##### Input

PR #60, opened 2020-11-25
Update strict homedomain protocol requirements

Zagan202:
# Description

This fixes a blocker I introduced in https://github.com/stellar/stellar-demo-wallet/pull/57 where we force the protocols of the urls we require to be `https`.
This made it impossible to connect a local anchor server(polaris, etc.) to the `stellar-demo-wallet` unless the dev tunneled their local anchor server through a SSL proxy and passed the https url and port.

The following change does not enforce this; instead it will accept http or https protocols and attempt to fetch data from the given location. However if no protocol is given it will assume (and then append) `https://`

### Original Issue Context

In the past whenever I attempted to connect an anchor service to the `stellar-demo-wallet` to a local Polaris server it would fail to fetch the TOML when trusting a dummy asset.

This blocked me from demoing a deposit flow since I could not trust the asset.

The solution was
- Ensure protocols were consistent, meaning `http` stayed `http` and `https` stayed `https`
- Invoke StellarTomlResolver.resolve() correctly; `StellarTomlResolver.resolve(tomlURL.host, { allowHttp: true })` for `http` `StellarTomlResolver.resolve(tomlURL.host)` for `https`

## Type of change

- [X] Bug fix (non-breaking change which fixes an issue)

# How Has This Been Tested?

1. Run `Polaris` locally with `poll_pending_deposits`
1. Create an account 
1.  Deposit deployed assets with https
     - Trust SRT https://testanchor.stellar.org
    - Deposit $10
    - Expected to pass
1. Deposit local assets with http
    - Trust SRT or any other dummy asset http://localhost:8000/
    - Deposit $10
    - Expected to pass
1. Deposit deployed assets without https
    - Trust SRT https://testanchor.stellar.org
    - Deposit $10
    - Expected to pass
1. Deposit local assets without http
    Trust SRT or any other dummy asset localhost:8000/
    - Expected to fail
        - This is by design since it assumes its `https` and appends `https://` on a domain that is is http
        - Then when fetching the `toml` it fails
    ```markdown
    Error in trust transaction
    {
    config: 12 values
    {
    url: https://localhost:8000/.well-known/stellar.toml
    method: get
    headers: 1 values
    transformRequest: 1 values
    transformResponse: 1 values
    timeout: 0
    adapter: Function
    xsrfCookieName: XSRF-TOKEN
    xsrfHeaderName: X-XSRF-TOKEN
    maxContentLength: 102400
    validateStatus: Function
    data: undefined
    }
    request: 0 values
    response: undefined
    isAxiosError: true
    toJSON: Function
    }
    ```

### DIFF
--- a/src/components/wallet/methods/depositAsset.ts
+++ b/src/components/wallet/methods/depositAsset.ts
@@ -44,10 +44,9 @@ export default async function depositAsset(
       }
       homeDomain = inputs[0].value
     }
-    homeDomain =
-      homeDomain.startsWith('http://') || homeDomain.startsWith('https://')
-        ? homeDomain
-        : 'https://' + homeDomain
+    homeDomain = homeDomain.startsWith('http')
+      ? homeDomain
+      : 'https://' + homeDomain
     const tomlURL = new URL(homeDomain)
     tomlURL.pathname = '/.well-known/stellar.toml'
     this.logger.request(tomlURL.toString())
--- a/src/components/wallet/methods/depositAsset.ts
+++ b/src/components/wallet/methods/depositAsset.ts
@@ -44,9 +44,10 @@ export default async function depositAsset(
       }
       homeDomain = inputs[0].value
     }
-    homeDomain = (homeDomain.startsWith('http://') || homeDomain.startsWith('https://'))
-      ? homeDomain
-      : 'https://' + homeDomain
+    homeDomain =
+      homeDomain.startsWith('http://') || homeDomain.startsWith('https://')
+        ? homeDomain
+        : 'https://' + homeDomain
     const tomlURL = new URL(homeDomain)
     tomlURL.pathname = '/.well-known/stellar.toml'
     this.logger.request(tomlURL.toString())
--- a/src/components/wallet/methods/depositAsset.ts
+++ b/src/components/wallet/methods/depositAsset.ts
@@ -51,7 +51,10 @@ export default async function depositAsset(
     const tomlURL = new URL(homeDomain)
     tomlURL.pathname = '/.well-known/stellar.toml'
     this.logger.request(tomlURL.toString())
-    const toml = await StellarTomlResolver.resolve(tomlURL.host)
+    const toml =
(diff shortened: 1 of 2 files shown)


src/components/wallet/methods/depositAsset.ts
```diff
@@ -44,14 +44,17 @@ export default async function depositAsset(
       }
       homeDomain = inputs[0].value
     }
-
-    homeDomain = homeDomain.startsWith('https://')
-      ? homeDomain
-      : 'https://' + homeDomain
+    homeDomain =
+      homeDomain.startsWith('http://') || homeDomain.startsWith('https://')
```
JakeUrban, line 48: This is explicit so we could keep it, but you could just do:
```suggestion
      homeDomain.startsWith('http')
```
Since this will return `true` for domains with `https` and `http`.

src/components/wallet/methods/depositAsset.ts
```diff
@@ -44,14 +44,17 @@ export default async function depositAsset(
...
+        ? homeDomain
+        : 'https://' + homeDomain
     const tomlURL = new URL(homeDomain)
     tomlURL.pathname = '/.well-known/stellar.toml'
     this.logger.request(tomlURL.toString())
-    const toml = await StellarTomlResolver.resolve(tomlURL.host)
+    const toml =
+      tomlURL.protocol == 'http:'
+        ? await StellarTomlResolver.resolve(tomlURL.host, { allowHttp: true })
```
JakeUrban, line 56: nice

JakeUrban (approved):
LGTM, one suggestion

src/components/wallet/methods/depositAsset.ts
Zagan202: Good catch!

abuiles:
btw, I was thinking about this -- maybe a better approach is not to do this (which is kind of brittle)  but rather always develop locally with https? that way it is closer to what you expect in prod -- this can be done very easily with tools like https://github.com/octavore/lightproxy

##########

What is needed>
The answer must be the full data, repeated word for word.

Reply to the task>
PR #60, opened 2020-11-25
Update strict homedomain protocol requirements

Zagan202:
# Description

This fixes a blocker I introduced in https://github.com/stellar/stellar-demo-wallet/pull/57 where we force the protocols of the urls we require to be `https`.
This made it impossible to connect a local anchor server(polaris, etc.) to the `stellar-demo-wallet` unless the dev tunneled their local anchor server through a SSL proxy and passed the https url and port.

The following change does not enforce this; instead it will accept http or https protocols and attempt to fetch data from the given location. However if no protocol is given it will assume (and then append) `https://`

### Original Issue Context

In the past whenever I attempted to connect an anchor service to the `stellar-demo-wallet` to a local Polaris server it would fail to fetch the TOML when trusting a dummy asset.

This blocked me from demoing a deposit flow since I could not trust the asset.

The solution was
- Ensure protocols were consistent, meaning `http` stayed `http` and `https` stayed `https`
- Invoke StellarTomlResolver.resolve() correctly; `StellarTomlResolver.resolve(tomlURL.host, { allowHttp: true })` for `http` `StellarTomlResolver.resolve(tomlURL.host)` for `https`

## Type of change

- [X] Bug fix (non-breaking change which fixes an issue)

# How Has This Been Tested?

1. Run `Polaris` locally with `poll_pending_deposits`
1. Create an account 
1.  Deposit deployed assets with https
     - Trust SRT https://testanchor.stellar.org
    - Deposit $10
    - Expected to pass
1. Deposit local assets with http
    - Trust SRT or any other dummy asset http://localhost:8000/
    - Deposit $10
    - Expected to pass
1. Deposit deployed assets without https
    - Trust SRT https://testanchor.stellar.org
    - Deposit $10
    - Expected to pass
1. Deposit local assets without http
    Trust SRT or any other dummy asset localhost:8000/
    - Expected to fail
        - This is by design since it assumes its `https` and appends `https://` on a domain that is is http
        - Then when fetching the `toml` it fails
    ```markdown
    Error in trust transaction
    {
    config: 12 values
    {
    url: https://localhost:8000/.well-known/stellar.toml
    method: get
    headers: 1 values
    transformRequest: 1 values
    transformResponse: 1 values
    timeout: 0
    adapter: Function
    xsrfCookieName: XSRF-TOKEN
    xsrfHeaderName: X-XSRF-TOKEN
    maxContentLength: 102400
    validateStatus: Function
    data: undefined
    }
    request: 0 values
    response: undefined
    isAxiosError: true
    toJSON: Function
    }
    ```

### DIFF
--- a/src/components/wallet/methods/depositAsset.ts
+++ b/src/components/wallet/methods/depositAsset.ts
@@ -44,10 +44,9 @@ export default async function depositAsset(
       }
       homeDomain = inputs[0].value
     }
-    homeDomain =
-      homeDomain.startsWith('http://') || homeDomain.startsWith('https://')
-        ? homeDomain
-        : 'https://' + homeDomain
+    homeDomain = homeDomain.startsWith('http')
+      ? homeDomain
+      : 'https://' + homeDomain
     const tomlURL = new URL(homeDomain)
     tomlURL.pathname = '/.well-known/stellar.toml'
     this.logger.request(tomlURL.toString())
--- a/src/components/wallet/methods/depositAsset.ts
+++ b/src/components/wallet/methods/depositAsset.ts
@@ -44,9 +44,10 @@ export default async function depositAsset(
       }
       homeDomain = inputs[0].value
     }
-    homeDomain = (homeDomain.startsWith('http://') || homeDomain.startsWith('https://'))
-      ? homeDomain
-      : 'https://' + homeDomain
+    homeDomain =
+      homeDomain.startsWith('http://') || homeDomain.startsWith('https://')
+        ? homeDomain
+        : 'https://' + homeDomain
     const tomlURL = new URL(homeDomain)
     tomlURL.pathname = '/.well-known/stellar.toml'
     this.logger.request(tomlURL.toString())
--- a/src/components/wallet/methods/depositAsset.ts
+++ b/src/components/wallet/methods/depositAsset.ts
@@ -51,7 +51,10 @@ export default async function depositAsset(
     const tomlURL = new URL(homeDomain)
     tomlURL.pathname = '/.well-known/stellar.toml'
     this.logger.request(tomlURL.toString())
-    const toml = await StellarTomlResolver.resolve(tomlURL.host)
+    const toml =
(diff shortened: 1 of 2 files shown)


src/components/wallet/methods/depositAsset.ts
```diff
@@ -44,14 +44,17 @@ export default async function depositAsset(
       }
       homeDomain = inputs[0].value
     }
-
-    homeDomain = homeDomain.startsWith('https://')
-      ? homeDomain
-      : 'https://' + homeDomain
+    homeDomain =
+      homeDomain.startsWith('http://') || homeDomain.startsWith('https://')
```
JakeUrban, line 48: This is explicit so we could keep it, but you could just do:
```suggestion
      homeDomain.startsWith('http')
```
Since this will return `true` for domains with `https` and `http`.

src/components/wallet/methods/depositAsset.ts
```diff
@@ -44,14 +44,17 @@ export default async function depositAsset(
...
+        ? homeDomain
+        : 'https://' + homeDomain
     const tomlURL = new URL(homeDomain)
     tomlURL.pathname = '/.well-known/stellar.toml'
     this.logger.request(tomlURL.toString())
-    const toml = await StellarTomlResolver.resolve(tomlURL.host)
+    const toml =
+      tomlURL.protocol == 'http:'
+        ? await StellarTomlResolver.resolve(tomlURL.host, { allowHttp: true })
```
JakeUrban, line 56: nice

JakeUrban (approved):
LGTM, one suggestion

src/components/wallet/methods/depositAsset.ts
Zagan202: Good catch!

abuiles:
btw, I was thinking about this -- maybe a better approach is not to do this (which is kind of brittle)  but rather always develop locally with https? that way it is closer to what you expect in prod -- this can be done very easily with tools like https://github.com/octavore/lightproxy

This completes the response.